→ Task to complete
Search the entries for the word "does". Copy each line in which it is found.

──────────────────────────────

PR #5227, opened 2026-06-09
Fix avoid memory leak when open recompute

yuyang66:
- [✅] I, the PR author, have personally reviewed every line of this PR.

# What does this PR do ?

I ran into an issue where gradients kept growing during the backward pass after enabling recompute. 
After debugging, I traced the root cause to `DeepepManager.token_probs` not being properly released. This caused the corresponding leaf tensor `hidden_states` (with `retain_grad()` applied) and its `hidden_states.grad` to remain unfreed. 
The issue was resolved by assigning `None` to `self.token_probs` after the `combine` step.

Clipboard_Screenshot_1780988475

After fixed:
Clipboard_Screenshot_1780988626


yaox12 (approved):

YangFei1990:
> LGTM — the fix correctly releases `token_indices` and `token_probs` in `_DeepepManager.combine()`, matching the existing pattern for `dispatched_indices`/`dispatched_probs`.
> 
> **Non-blocking note:** `_HybridEPManager.combine()` (line ~1120) has a similar pattern — it stores `self.token_probs` and `self.dispatched_probs` during `setup_metadata`/`dispatch` but does not release them in `combine()`. Might be worth a follow-up to apply the same cleanup there.

@yuyang66 Thanks for the PR. Could you also address the same pattern for the HybridEP combine?

kvareddy (approved):

YangFei1990:
@yuyang66 Are you running with cuda graphs? Actually after checking the code these are registered as `cudagraph_attrs `: https://github.com/NVIDIA/Megatron-LM/blob/main/megatron/core/transformer/moe/token_dispatcher.py#L1430, cuda graph will use them as outputs and always re-register them to the dispatcher after mlp post-process. Technically speaking deallocate is not harmful, but it would be save to keep them when partial cuda graph is enabled.

guihong-nv:
@yuyang66 May you please reply to the comments above from @YangFei1990 ?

──────────────────────────────

→ Result of the exercise
# What does this PR do ?
> **Non-blocking note:** `_HybridEPManager.combine()` (line ~1120) has a similar pattern — it stores `self.token_probs` and `self.dispatched_probs` during `setup_metadata`/`dispatch` but does not release them in `combine()`. Might be worth a follow-up to apply the same cleanup there.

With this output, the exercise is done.